Pemicu dari kondisi ini sangat beragam dan seringkali berkaitan erat dengan dinamika sosial selama perayaan besar berlangsung. Tekanan ini bisa muncul dari berbagai sisi, baik internal maupun eksternal.
Salah satu sumber tekanan umum adalah interaksi sosial yang intens, seperti rentetan pertanyaan pribadi yang dilontarkan oleh kerabat jauh maupun dekat. Pertanyaan mengenai status pekerjaan, pernikahan, atau rencana masa depan seringkali menjadi momok.
Selain itu, adanya kesenjangan antara harapan keluarga besar dengan realitas kehidupan pribadi juga dapat menimbulkan beban emosional yang signifikan. Hal ini membuat suasana kumpul keluarga terasa mencekam, bukan membahagiakan.
Kondisi psikologis yang terganggu saat Lebaran ini merupakan fenomena yang diakui oleh para profesional kesehatan jiwa. Mereka memahami bahwa suasana liburan besar membawa ekspektasi tinggi.

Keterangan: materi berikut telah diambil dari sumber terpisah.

PR #2284, opened 2026-07-30
fix: Propagate cancellation exceptions during response buffering

### LINKED ISSUE #123: How to make Refit pass through proxy? (Charlie)

radixy0:

Bug fix

## What is the new behavior?

Caller cancellation during response buffering is propagated. Non-cancellation buffering failures remain best-effort.

If a request is cancelled while deserializing the response, the cancellation exception is swallowed, allowing deserialization of a partially consumed stream.

## What might this PR break?

None

## Checklist

## Additional information

Added a regression coverage test

### DIFF
--- a/docs/breaking-changes.md
+++ b/docs/breaking-changes.md
@@ -3,12 +3,21 @@
 Every breaking change and notable addition, newest first. Each major version links back to the feature documentation
 in the [main README](../README.md).
 
+* [V15.x.x](#v15xx)
 * [V14.x.x](#v14xx)
 * [V13.x.x](#v13xx)
 * [V12.x.x](#v12xx)
 * [V11.x.x](#v11xx)
 * [Updates in 8.0.x](#updates-in-80x)
 * [V6.x.x](#v6xx)
+
+## V15.x.x
+
+### Breaking changes in V15.x
+
+* **Response buffering now propagates caller cancellation.** If a caller cancels while Refit buffers response content,
+  Refit throws `OperationCanceledException` instead of continuing with partially consumed content. Other buffering
+  failures remain best-effort.
 
 ## V14.x.x
 
--- a/src/Refit/RequestExecutionHelpers.cs
+++ b/src/Refit/RequestExecutionHelpers.cs
@@ -637,10 +637,17 @@ internal static partial class RequestExecutionHelpers
             .ConfigureAwait(false);
     }
 
-    /// <summary>Attempts to buffer content into memory, ignoring buffering failures.</summary>
+    /// <summary>Attempts to buffer content into memory, ignoring buffering failures but honouring cancellation.</summary>
     /// <param name="content">The content to buffer.</param>
     /// <param name="cancellationToken">A token to cancel buffering.</param>
     /// <returns>A task that completes once buffering has been attempted.</returns>
+    /// <exception cref="OperationCanceledException">Thrown when the caller cancelled while buffering.</exception>
+    /// <remarks>
+    /// Buffering is best-effort: a failure just means the serializer reads the live stream instead. Cancellation is
+    /// not, because continuing would hand the serializer partially consumed content. The check sits after the catch
+    /// rather than in a filter on it, so it also covers the targets whose <c>LoadIntoBufferAsync</c> polyfill drops
+    /// the token and therefore never throws.
+    /// </remarks>
     internal static async Task TryBufferContentAsync(HttpContent content, CancellationToken cancellationToken)
     {
         try
@@ -651,6 +658,8 @@ internal static partial class RequestExecutionHelpers
         {
             _ = bufferingException;
         }
+
+        cancellationToken.ThrowIfCancellationRequested();
     }
 
     /// <summary>The outcome of attempting to send a request.</summary>
--- a/src/tests/Refit.Tests/GeneratedRequestRunnerTests.ResponseErrorHandling.cs
+++ b/src/tests/Refit.Tests/GeneratedRequestRunnerTests.ResponseErrorHandling.cs
@@ -317,6 +317,45 @@ public partial class GeneratedRequestRunnerTests
             .ThrowsExactly<OperationCanceledException>();
     }
 
+    /// <summary>Verifies cancellation while buffering the response stops before the serializer sees partially consumed content.</summary>
+    /// <returns>A task that represents the asynchronous operation.</returns>
+    [Test]
+    public async Task SendAsyncStopsBeforeDeserializationWhenCancelledDuringBuffering()
+    {
+        var serializer = new RecordingContentSerializer
+        {
+            DeserializedValue = new GeneratedResult(DeserializedResultValue)
+        };
+        using var tokenSource = new CancellationTokenSource();
+
+        // Cancel once the response exists, so cancellation lands on buffering rather than on the send itself.
+        var handler = new CapturingHandler(
+            async (_, _) =>
+            {
+                await tokenSource.CancelAsync();
+                return new HttpResponseMessage(HttpStatusCode.OK)
+                {
+                    Content = new StringContent("buffered")
+                };
+            });
+        using var client = CreateClient(handler);
+        using var request = new HttpRequestMessage(HttpMethod.Get, RelativeResourcePath);
+
+        await Assert
+            .That(
+                () => GeneratedRequestRunner.SendAsync<GeneratedResult, GeneratedResult>(
+                    client,
+                    request,
+                    CreateSettings(serializer),
+                    isApiResponse: false,
+                    shouldDisposeResponse: true,
+                    bufferBody: false,
+                    tokenSource.Token))
+            .ThrowsExactly<OperationCanceledException>();
+
+        await Assert.That(serializer.DeserializeCallCount).IsEqualTo(0);
+    }
+
     /// <summary>Verifies caller-requested cancellation during send is rethrown instead of being wrapped in <see cref="ApiRequestException"/>.</summary>
     /// <returns>A task that represents the asynchronous operation.</returns>
     [Test]


src/Refit/RequestExecutionHelpers.cs
```diff
@@ -647,6 +647,10 @@ internal static async Task TryBufferContentAsync(HttpContent content, Cancellati
         {
             await content.LoadIntoBufferAsync(cancellationToken).ConfigureAwait(false);
         }
+        catch (OperationCanceledException) when (cancellationToken.IsCancellationRequested)
+        {
+            throw;
+        }
```
glennawatson: Two problems here.

1. This is what turns CI red. With an already-cancelled token `LoadIntoBufferAsync` throws `TaskCanceledException`, and it now escapes ahead of the serializer's own cancellation, so the existing `SendAsyncRethrowsCancellationRequestedDuringDeserialization` fails its `ThrowsExactly<OperationCanceledException>` assertion on net9.0 and net11.0.

2. It is a no-op on net8.0 and below. The `LoadIntoBufferAsync(CancellationToken)` polyfill in `src/Shared/HttpContentExtensions.cs` discards the token, so buffering can never throw `OperationCanceledException` there. That is also why the new test needs `#if NET9_0_OR_GREATER`, and it means the bug still ships on net8.0, net4xx and netstandard2.0.

Throwing after the catch fixes both. It works on every TFM, and it throws a plain `OperationCanceledException` carrying the caller's token, so the existing test stays green:

```csharp
internal static async Task TryBufferContentAsync(HttpContent content, CancellationToken cancellationToken)
{
    try
    {
        await content.LoadIntoBufferAsync(cancellationToken).ConfigureAwait(false);
    }
    catch (Exception bufferingException)
    {
        _ = bufferingException;
    }

    cancellationToken.ThrowIfCancellationRequested();
}
```

The suggestion below just removes the new catch. The `ThrowIfCancellationRequested` line goes immediately after the existing catch block, which is outside the range GitHub lets me suggest on.

```suggestion
```

docs/breaking-changes.md
```diff
@@ -27,6 +27,9 @@ visible in three places.
   lambdas assigned to these delegates need no change; a delegate that returned `Task.FromResult(x)` should return
   `new ValueTask<T>(x)`, and a caller that stored an `EnsureSuccess...Async()` result as a `Task` should `await` it or
   call `.AsTask()`. `TransportExceptionFactory` is unaffected (it was already synchronous).
+* **Response buffering now propagates caller cancellation.** If a caller cancels while Refit buffers response content,
+  Refit throws `OperationCanceledException` instead of continuing with partially consumed content. Other buffering
+  failures remain best-effort.
```
glennawatson: This is a V15 change, but it is filed under "Breaking changes in V14.x". It wants its own section above V14 plus a TOC entry, rather than an append to the V14 list.

TOC, line 6:

```markdown
* [V15.x.x](#v15xx)
* [V14.x.x](#v14xx)
```

New section above `## V14.x.x`:

```markdown
## V15.x.x

### Breaking changes in V15.x

* **Response buffering now propagates caller cancellation.** If a caller cancels while Refit buffers response content,
  Refit throws `OperationCanceledException` instead of continuing with partially consumed content. Other buffering
  failures remain best-effort.
```

The suggestion below drops it from the V14 list.

```suggestion
```

src/tests/Refit.Tests/ResponseTests.cs
```diff
@@ -479,6 +485,37 @@ public async Task XmlDeserializationWithNonSeekableStream_DoesNotThrowStreamCons
...
+
+        var request = localFixture.GetTestObject(cancellationTokenSource.Token);
+        await contentStream.ReadStarted!;
+        await cancellationTokenSource.CancelAsync();
+
+        var exception = await Assert.That(() => (Task)request).Throws<OperationCanceledException>();
+
+        await Assert.That(exception!.CancellationToken).IsEqualTo(cancellationTokenSource.Token);
+    }
+#endif
```
glennawatson: This test passes without the product change, so it does not guard the regression. I checked by reverting `src/Refit/RequestExecutionHelpers.cs` to main, rebuilding and re-running it - still green.

The reason: once buffering swallows the cancellation, `FromHttpContentAsync` runs with the same already-cancelled token, and the stub stream's `ReadAsync` throws `OperationCanceledException` carrying that token anyway. Both assertions hold with or without the fix.

To make it real, the serializer must not be able to produce the same exception. A stub `IHttpContentSerializer` that records it was called and returns a value would do it - then assert it was never reached.

Once the fix uses `ThrowIfCancellationRequested`, the `#if NET9_0_OR_GREATER` guard can go too, so this covers net8.0 as well.

src/tests/Refit.Tests/ThrowOnGetLengthMemoryStream.cs
```diff
@@ -3,18 +3,55 @@
...
+using System.Threading;
+using System.Threading.Tasks;
 
 namespace Refit.Tests;
 
 /// <summary>A <see cref="MemoryStream"/> that can be toggled to behave like a non-seekable stream whose length is unavailable.</summary>
+[System.Diagnostics.CodeAnalysis.SuppressMessage(
+    "Style",
+    "SST1600",
+    Justification = "Blocking read support is test synchronization infrastructure.")]
```
glennawatson: This suppression only exists to silence two `SST1600` errors - on the private `_readStarted` field and on `WaitForCancellationAsync`. I confirmed that by removing it and rebuilding.

Doc comments on both fix the cause, and avoid muting the rule for every member added to this class later.

```suggestion
```

src/tests/Refit.Tests/ThrowOnGetLengthMemoryStream.cs
```diff
@@ -3,18 +3,55 @@
...
 public sealed class ThrowOnGetLengthMemoryStream : MemoryStream
 {
+    private readonly TaskCompletionSource _readStarted = new(TaskCreationOptions.RunContinuationsAsynchronously);
```
glennawatson:
```suggestion
    /// <summary>Signals that a blocked asynchronous read has begun.</summary>
    private readonly TaskCompletionSource _readStarted = new(TaskCreationOptions.RunContinuationsAsynchronously);
```

src/tests/Refit.Tests/ThrowOnGetLengthMemoryStream.cs
```diff
@@ -3,18 +3,55 @@
...
+
+    /// <summary>Gets or sets whether asynchronous reads wait for cancellation.</summary>
+    public bool BlockReads { get; set; }
+
     /// <summary>Gets or sets a value indicating whether the stream reports as seekable and exposes its length.</summary>
     public bool CanGetLength { get; set; }
 
+    /// <summary>Gets a task that completes when an asynchronous read starts.</summary>
+    public Task? ReadStarted => BlockReads ? _readStarted.Task : null;
```
glennawatson: Returning null when `BlockReads` is false forces `ReadStarted!` at the call site. The task is meaningful either way, so the nullable buys nothing.

Separately: the class is named for one behaviour (`ThrowOnGetLength`) but now does two. A second test double for the blocking read would read better than overloading this one.

```suggestion
    public Task ReadStarted => _readStarted.Task;
```

The `!` in `await contentStream.ReadStarted!` can go with it.

src/tests/Refit.Tests/ThrowOnGetLengthMemoryStream.cs
```diff
@@ -3,18 +3,55 @@
...
+            : base.ReadAsync(buffer, offset, count, cancellationToken);
+
+    /// <inheritdoc/>
+    public override ValueTask<int> ReadAsync(
+        Memory<byte> buffer,
+        CancellationToken cancellationToken = default) => BlockReads
+            ? new(WaitForCancellationAsync(cancellationToken))
+            : base.ReadAsync(buffer, cancellationToken);
+
+    private async Task<int> WaitForCancellationAsync(CancellationToken cancellationToken)
```
glennawatson:
```suggestion
    /// <summary>Blocks until the read is cancelled.</summary>
    /// <param name="cancellationToken">A token that releases the blocked read.</param>
    /// <returns>A task that never completes successfully.</returns>
    private async Task<int> WaitForCancellationAsync(CancellationToken cancellationToken)
```

glennawatson (commented):
Thanks for this - the bug is real and correctly located, and the product change is nicely minimal.

A few things to sort first:

- CI is red because of this change. `SendAsyncRethrowsCancellationRequestedDuringDeserialization` fails on net9.0 and net11.0. Reproduced locally.
- The new test passes without the product fix, so it does not guard the regression. Verified by reverting `RequestExecutionHelpers.cs` to main and re-running.
- The fix is a no-op on net8.0 and below, because the `LoadIntoBufferAsync` polyfill discards the token.
- The `SuppressMessage` should be two doc comments instead.
- The docs entry belongs in a new V15 section, not V14.

Suggestions inline for each.

glennawatson:
Thanks for this - the bug is real. I have rebased onto latest main and pushed the review points to your branch, keeping you as the author.

What changed from your version:

* The fix is now `cancellationToken.ThrowIfCancellationRequested()` after the existing catch, instead of a filtered `catch`/`throw`. Your version only worked on net9.0+, because the `LoadIntoBufferAsync(CancellationToken)` polyfill in `src/Shared/HttpContentExtensions.cs` drops the token on everything below, so buffering there never throws and the bug still shipped on net8.0, net4xx and netstandard2.0. It also broke `SendAsyncRethrowsCancellationRequestedDuringDeserialization`, which is what turned CI red.
* The regression test is replaced. I checked the original one against unpatched product code and it passed, so it was not guarding anything - once buffering swallowed the cancellation, the stub stream threw the same exception from the serializer instead. The new `SendAsyncStopsBeforeDeserializationWhenCancelledDuringBuffering` uses the existing `RecordingContentSerializer` and asserts `DeserializeCallCount == 0`, so it fails if the serializer is ever reached. Verified red against main's `RequestExecutionHelpers.cs` and green with the fix.
* Because the fix works on every target, the test needs no `#if NET9_0_OR_GREATER`, and the blocking-read machinery added to `ThrowOnGetLengthMemoryStream` is no longer needed, so that file and `ResponseTests.cs` are back to their original state. That also drops the `SuppressMessage` and the second responsibility on a class named for one behaviour.
* The breaking-changes note moved to its own V15.x.x section with a TOC entry, rather than being appended to the V14 list.

Result is 58 added lines across 3 files. Solution builds clean on all ten target frameworks, all 7505 tests pass, and `RequestExecutionHelpers.cs` keeps 100 percent line and branch coverage.

glennawatson (approved):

Menanggapi hal ini, spesialis kedokteran jiwa, dr. Lahargo Kembaren, SpKJ, memberikan pandangan mengenai potensi masalah mentalitas selama periode Lebaran. Beliau menggarisbawahi bahwa situasi ini memang bisa terjadi pada sebagian orang.
"Hal-hal seperti ini memang bisa saja terjadi buat sebagian orang," ujar dr. Lahargo Kembaren, SpKJ, mengonfirmasi adanya potensi tekanan psikologis selama momen perayaan hari raya.

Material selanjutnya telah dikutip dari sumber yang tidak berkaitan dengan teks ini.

PR #396, opened 2026-08-31
fix(procKill): never group-SIGKILL a recycled pgid — verify membership before the delayed sweep

wckleinhenz:
## The bug

`ensureKilled()`'s 4s-delayed `hardKillTree` fires `kill(-pid, SIGKILL)` with no check that the pid still names the original process group. Once the leader **and** its whole group are gone, the kernel can recycle that pid as the pgid of an unrelated group. Under fork-heavy load (parallel pytest suites cycling the pid space) this happens **within the 4s grace**, and the delayed sweep executes an innocent bystander.

Observed live 2026-08-30 on macOS: two SIGKILL waves (120s apart, each tied to helper-process exits) reaped six long-running Claude Code background tasks whose process groups had inherited recycled pids. Confirmed by pgid mapping of the victims plus a controlled reproduction: a 6,000-pid fork storm alongside a 120s canary task.

## The fix

Snapshot the group's members (`pid` + `ps lstart`) when the sweep is scheduled, and re-check at fire time (`shouldSweep`):

- **reap** when at least one original member is still present — the orphan-reaping case this helper exists for stays fully intact;
- **skip** when the group is empty (nothing to reap) or every current member is a stranger (pgid recycled);
- **sweep blind** only when `ps` itself fails, preserving the pre-guard behavior rather than leaking.

win32 (`taskkill /T /F`) path unchanged.

## Verification

- `node test/proc-kill.test.cjs`: 8/8 — all 5 pre-existing tests (escalation/reaping behavior unchanged) plus 3 new ones covering `shouldSweep` decisions, `groupMembers` snapshots, and the stranger-group refusal.
- `tsc --noEmit -p tsconfig.node.json` clean.
- Hot-patched into the installed app.asar the same night: post-restart, a 6,000-pid fork storm ran alongside a 120s background canary — canary survived (pre-patch, identical churn killed tasks within seconds).

https://claude.ai/code/session_01Poe7Z9nsqt9AAy4EuHhNLb

### DIFF
--- a/src/main/procKill.ts
+++ b/src/main/procKill.ts
@@ -42,13 +42,67 @@ export function hardKillTree(pid: number): void {
   }
 }
 
+/** Snapshot the live members of process group `pgid` as pid -> start time
+ *  (`lstart`, a stable full-precision timestamp). Returns null when `ps`
+ *  itself fails — callers must treat null as "cannot verify", never as
+ *  "group is empty". */
+export function groupMembers(pgid: number): Map<number, string> | null {
+  try {
+    const r = spawnSync('ps', ['-axo', 'pid=,pgid=,lstart='], { timeout: 2_000 });
+    if (r.error || r.status !== 0) return null;
+    const out = new Map<number, string>();
+    for (const line of String(r.stdout ?? '').split('\n')) {
+      const m = line.match(/^\s*(\d+)\s+(\d+)\s+(.+\S)\s*$/);
+      if (m && Number(m[2]) === pgid) out.set(Number(m[1]), m[3]);
+    }
+    return out;
+  } catch {
+    return null;
+  }
+}
+
+/** Decide whether the delayed sweep may group-SIGKILL. The hazard this guards
+ *  (seen live 2026-08-30, T1007): once the leader AND its whole group are
+ *  gone, the kernel can recycle the pid as the pgid of an UNRELATED new
+ *  process group — a Claude session's background task, say — and the delayed
+ *  `kill(-pid)` then executes an innocent bystander. Under fork-heavy load
+ *  (parallel pytest suites) recycling happens within the 4s grace.
+ *
+ *  Sweep exactly when the group still holds at least one member from the
+ *  original snapshot (same pid AND same start time — the orphan-reaping case
+ *  this helper exists for). Skip when the group is empty (nothing to reap) or
+ *  when every current member is a stranger (pgid recycled). When either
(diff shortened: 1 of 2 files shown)


chaitanyagiri:

---
The `shouldSweep` truth table is right and the test enumerates all seven cases, including both
`ps` failure directions falling back to the old behaviour rather than silently leaking. The
comment on the T1007 test is the part I would point other people at: `Deterministic pid reuse
cannot be forced, so prove the guard at its seam`. Naming what the test does not reproduce, and
then testing the thing it can actually establish, is the difference between a test and a claim.

The cost of the guard is not stated anywhere and it should be. A process forked into this group
DURING the grace window, whose ancestors all then exit, is not in `before` and reads as a
stranger, so the sweep is skipped and it leaks. That is the correct trade, leaking a process is
much better than SIGKILLing someone's unrelated pytest run, but the docstring currently only
describes the hazard it prevents and not the case it now misses. One sentence.

The thing I would want measured before merge: `ensureKilled` now runs a synchronous
`spawnSync('ps', ['-axo', ...])` on the main process for every PTY teardown, including the
common case where the tree exits cleanly and nothing is ever swept. Closing a floor of eight
agents is eight full process table scans back to back on the main thread, with a 2 second
timeout each. On a loaded machine, which is exactly the fork-heavy condition this guard is for,
`ps -axo` over a large table is not free. Is there a cheaper first check, or is the scan only
worth taking at sweep time rather than at schedule time too? I have not measured it, so this is
a question.

chaitanyagiri:
Hi @wckleinhenz, unprompted heads up, because you'd have found this yourself eventually and I'd rather you heard it from me.

Your commit on this PR was authored as `wckleinhenz@Williams-Mac-mini.local`. GitHub only counts a commit toward the contributors graph when the author email is attached to a GitHub account, and a `.local` address can't be added to one because it isn't a real domain. So this merge won't show up in your contribution graph, and that isn't something you did wrong.

I'm not rewriting main's history over it. That breaks every clone out there for one line of metadata.

You are credited where it counts: CONTRIBUTORS.md is built from the merged pull requests rather than from commit metadata, exactly so that this can't drop anyone, and you're in the 0.5.0 release notes. If you set `git config user.email` to an address on your GitHub account, future commits will count normally.

On the PR itself: the guard was verified by construction on a real machine. Before your fix, the sweep killed an unrelated live process; after it, it refused. That's a bug that would have been very unpleasant for someone to hit and impossible for them to diagnose. Thank you.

Oleh karena itu, penting bagi masyarakat untuk menerapkan strategi pencegahan agar perayaan tetap berjalan damai dan menyenangkan bagi semua pihak. Langkah proaktif sangat dibutuhkan untuk menjaga ketenangan batin.
Para ahli menyarankan persiapan mental yang matang sebelum memasuki periode silaturahmi dan kumpul keluarga besar. Mengenali batasan diri adalah langkah awal yang krusial dalam menjaga kewarasan mental.